Function 2: Questioning and Searching
- Input Issues: Type a question in the chat box in either Chinese or English, e.g. "What is the purpose of GraphRAG as mentioned in the documentation?". in the documentation.
- retrieval process::
- The system uses BM25 and FAISS to retrieve relevant document fragments.
- GraphRAG analyzes entity relationships between fragments.
- Neural reordering optimizes the order of results.
- HyDE extends the query to cover more relevant content.
- Generate Answers: DeepSeek R1 generates answers based on the search results, and the answers are output in a streaming format and displayed step-by-step on the interface.
- typical exampleIf you ask "What is hybrid search?" may return "Hybrid search combines BM25 and FAISS, BM25 is responsible for keyword matching and FAISS quickly locates content through vector similarity".
Function 3: Knowledge Graph Application
- Enable GraphRAG: Enabled by default, no additional action required.
- Asking complex questionsFor example, "What is the partnership between Company A and Company B?". .
- Results ShowcaseThe system not only returns text, but also provides relational answers based on the knowledge graph, e.g., "Company A and Company B have signed a technical cooperation agreement in 2023".
Function 4: Adjustment of models and parameters
- Replacement model: in
.env
Modify in the fileMODEL
parameter, e.g. readdeepseek-r1:1.5b
The - optimize performance: If supported by the hardware, install the
faiss-gpu
With GPU acceleration enabled, retrieval speeds can be increased by up to 3x.
Tips for use
- Multi-Document Support: Multiple files can be uploaded at the same time and the system will integrate the content to answer questions.

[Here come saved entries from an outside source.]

PR #486, opened 2022-11-03
Fix processing kwargs

FynnBe:
Found some inconsistencies in the pre- and postprocessing kwargs..
we required `axes` and `mode` kwargs to be specified despite having sensible default values for them. 

Also `scale_linear`'s `gain` and `offset` are conditionally mandatory (at least one needs to be set). The `bioimageio_maybe_required` flag ensures the documentation marks that with an asterisk *.


constantinpape (approved):

constantinpape:
Ok, I will go ahead and merge.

- clarity of issues: Be as specific as possible when asking questions and avoid vague statements to improve the accuracy of your answers.
- Check logs: If you encounter an error, you can check the terminal logs to troubleshoot the problem, such as the model is not downloaded or the port is occupied.
caveat
- Privacy: No internet connection is required for local operation and data is not uploaded to the cloud.
- resource occupancy: Large models and high-dimensional vector computations require high memory, it is recommended to close irrelevant programs.
- Updated models: Regular operation
ollama pull
Get the latest version of the DeepSeek model.
After completing the above steps, users can interact with DeepSeek-RAG-Chatbot through their browsers and enjoy an efficient document quizzing experience.